Designing an architecture that will hold up under real usage? Exactly as hard. Catching the integration bug that only manifests when two subsystems interact under load? Harder, actually, because you have less intuition about code you didn’t write. Knowing when the generated code is subtly wrong in a way the tests won’t catch? That’s a skill, and it’s a new skill, and nobody’s teaching it.

The 10x claim measures the easy parts. “Look how fast I generated this CRUD API!” Yes, you did. The CRUD API was never the bottleneck. The bottleneck was understanding the domain well enough to know which CRUD operations your users actually need, and what happens when two of them run concurrently, and where the validation belongs, and which error messages are helpful versus which ones will generate support tickets.

Those questions didn’t get easier. They got more important, because the AI removed all the other reasons to slow down and think.

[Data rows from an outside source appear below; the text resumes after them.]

PR #794, opened 2026-08-05
fix(house_arrest): fall back to VendDocuments when VendContainer is denied

### LINKED ISSUE #593: "ios fsync --udid=<udid> --app=<bundleID> tree --path=/Documents" throw error "fsync: connect afc service failed"

danielpaulus:
## Problem

`ios fsync --udid=<udid> --app=<bundleID> tree --path=/Documents` fails with:

```
{"err":"InstallationLookupFailed","level":"fatal","msg":"fsync: connect afc service failed"}
```

while `tidevice fsync -B <bundleID> ls /Documents` works on the very same devices (reported on iOS 15.7.5 and 17.6.1).

## Root cause

`ios/house_arrest` only ever sent `Command=VendContainer` to `com.apple.mobile.house_arrest`. The device denies full container access for apps that were not installed with a developer profile (i.e. App Store apps) and answers `InstallationLookupFailed`, so go-ios gave up immediately. Documents-only access via `Command=VendDocuments` is still allowed for such apps when they declare `UIFileSharingEnabled` — which is why tidevice (documents access) works on the same device.

Note: this root cause is a hypothesis backed by tidevice/pymobiledevice3 behavior on the reporters' devices; e2e confirmation on a device with an App Store app is optional (CI apps are developer-signed, so VendContainer keeps succeeding there and the fallback path stays dormant).

## Fix

- `house_arrest.New` first tries `VendContainer` as before. If the device reports an error, it reconnects (house_arrest accepts only one command per connection) and retries with `VendDocuments`, logging the fallback via `golog` with module/udid/bundleID attrs.
- If both commands fail, the returned error now includes both device errors and explains that container access needs a developer-profile install while documents access needs `UIFileSharingEnabled` in the app's Info.plist — instead of the bare `InstallationLookupFailed`.
- `checkResponse` now uses stdlib `errors` (only use of `pkg/errors` in the package) so the logged error attr isn't polluted with a stack trace.

## Options considered

1. **Automatic fallback (chosen):** `VendContainer` → on device error retry `VendDocuments`. Zero CLI changes, `--app` starts working for App Store apps exactly like tidevice, and dev-profile apps keep full container access. Paths under `/Documents` behave identically in both modes.
2. **Explicit `--documents` flag on fsync:** more explicit, but every existing caller (including `testmanagerd`'s house_arrest use) would still fail on App Store apps until users learn the flag, and it pushes a protocol detail into the CLI. Could still be added later on top of the fallback if someone needs to force documents-only mode.
3. **Both:** deferred — the fallback alone resolves the reported failure with the smallest surface.

## Test plan

- New device-free unit tests in `ios/house_arrest` with a mocked `DeviceConnectionInterface` that records the request plists and replays canned device responses:
  - `VendContainer` success → no second connection, connection kept open for AFC.
  - `VendContainer` denied (`InstallationLookupFailed`) → first connection closed, `VendDocuments` request plist emitted on a fresh connection.
  - Both denied → error mentions both device error codes and `UIFileSharingEnabled`, both connections closed.

Fixes #593

### DIFF
--- a/ios/house_arrest/house_arrest.go
+++ b/ios/house_arrest/house_arrest.go
@@ -31,6 +31,9 @@ func New(device ios.DeviceEntry, bundleID string) (*afc.Client, error) {
 // apps not installed with a developer profile, e.g. App Store apps, reporting
 // InstallationLookupFailed), it falls back to documents-only access on a fresh
 // connection, since house_arrest accepts only one command per connection.
+// Transport failures abort without the fallback: they are not a denial by the
+// device, and retrying would mask them or silently degrade a working container
+// connection to documents-only access.
 func connect(dial func() (ios.DeviceConnectionInterface, error), bundleID string, udid string) (*afc.Client, error) {
 	deviceConn, err := dial()
 	if err != nil {
@@ -41,6 +44,10 @@ func connect(dial func() (ios.DeviceConnectionInterface, error), bundleID string
 		return afc.NewFromConn(deviceConn), nil
 	}
 	deviceConn.Close()
+	var denied vendError
+	if !errors.As(containerErr, &denied) {
+		return nil, containerErr
+	}
 	golog.Info("VendContainer was denied, falling back to VendDocuments", "module", logModule, "udid", udid, "bundleID", bundleID, "err", containerErr)
 	deviceConn, err = dial()
 	if err != nil {
@@ -70,11 +77,21 @@ func vend(deviceConn ios.DeviceConnectionInterface, command string, bundleID str
 	if err != nil {
 		return err
 	}
-	return checkResponse(response)
+	return checkResponse(response, command)
 }
 
-func checkResponse(vendContainerResponseBytes []byte) error {
-	response, err := plistFromBytes(vendContainerResponseBytes)
+// vendError is an error the device reported in a house_arrest response (e.g.
+// InstallationLookupFailed), as opposed to a transport failure.
+type vendError struct {
+	message string
+}
+
+func (e vendError) Error() string {
+	return e.message
+}
+
+func checkResponse(vendResponseBytes []byte, command string) error {
+	response, err := plistFromBytes(vendResponseBytes)
 	if err != nil {
 		return err
 	}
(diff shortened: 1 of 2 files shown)


danielpaulus:
## Adversarial review round (with Codex second opinion)

**Fixed (64b076b): fallback triggered on transport errors, not just device denials.** `connect` fell back to VendDocuments on *any* VendContainer failure, including send/receive/decode errors. A dropped connection was logged as "VendContainer was denied", retried, and could either mask the real transport failure behind the misleading signing/UIFileSharingEnabled error message or silently degrade a caller expecting full container access to documents-only. `checkResponse` now returns a typed `vendError` for device-reported errors, and the fallback only fires for those; transport failures return immediately with the original error (connection still closed). New unit test `TestTransportErrorDoesNotFallBack` covers this.

**Dismissed findings:**

- *"VendDocuments changes the AFC root to the Documents directory, breaking container-relative paths"* (Codex). Refuted by three data points: (1) tidevice's `fsync -B` defaults to `VendDocuments` (`_device.py: app_sync(..., command="VendDocuments")`) and the issue #593 reporter successfully ran `tidevice fsync ... ls /Documents` through it — so `Documents` is still addressable at the top of the namespace after VendDocuments; (2) pymobiledevice3's house_arrest documents VendDocuments as restricting access to "only the Documents subtree", with its shell merely *starting in* `Documents` as a client-side convenience; (3) the reported error/working-tool pair in #593 is only consistent with unchanged path semantics. `fsync --app` paths like `Documents/...` behave identically in both modes.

The skill nobody’s measuring

I don’t have a clean name for the competency that actually matters here. It’s the ability to read AI-generated code critically, to spot the structural weaknesses, the false-positive test suites, the integration gaps, the specification mismatches. Before AI assistants, code review was something you did to other people’s work. Now it’s something you do to your own, constantly, because the “other person” generated your implementation and you need to verify it.

The developers who are genuinely more productive with AI tools aren’t the ones who accept the output. They’re the ones who’ve gotten fast at reading the output, knowing where the seams are, and testing the seams before they ship.

I’m still learning this. Fifty-two bugs in six months means I’m catching about two per week after they’ve gotten past my initial review. The ones I catch before they land, I don’t count. I’m getting better at the before-they-land part, but better is relative, and the bugs are real.

What I’d tell someone starting out

Don’t trust green tests. Run the thing. Click the buttons. Hit the endpoints. The tests might be testing the wrong assertion, or bypassing the layer where the bug lives, or passing because the test helper sets up state that production never will.

Don’t skip reading the code. The thirty seconds you save by not reading the implementation will cost you two hours when the bug surfaces in staging. AI-generated code is not self-documenting. It’s plausible-looking, which is more dangerous.

Expect the iteration. Budget for it. Your first prompt will get you 80% of the way there, and the remaining 20% will take 80% of the time. This is just the Pareto principle wearing a new hat, and it applies to AI-assisted development the same way it applies to everything else.

The AI didn’t make you a 10x developer. It made you a developer who generates code at 10x speed and verifies it at 1x speed. The bottleneck moved to you, to your ability to read what was generated and know whether it’s right. If that sounds less exciting than the LinkedIn version, it’s because it is. It’s also true, and true is more useful than exciting when you’re staring at a 500 error in staging wondering why the test suite is green.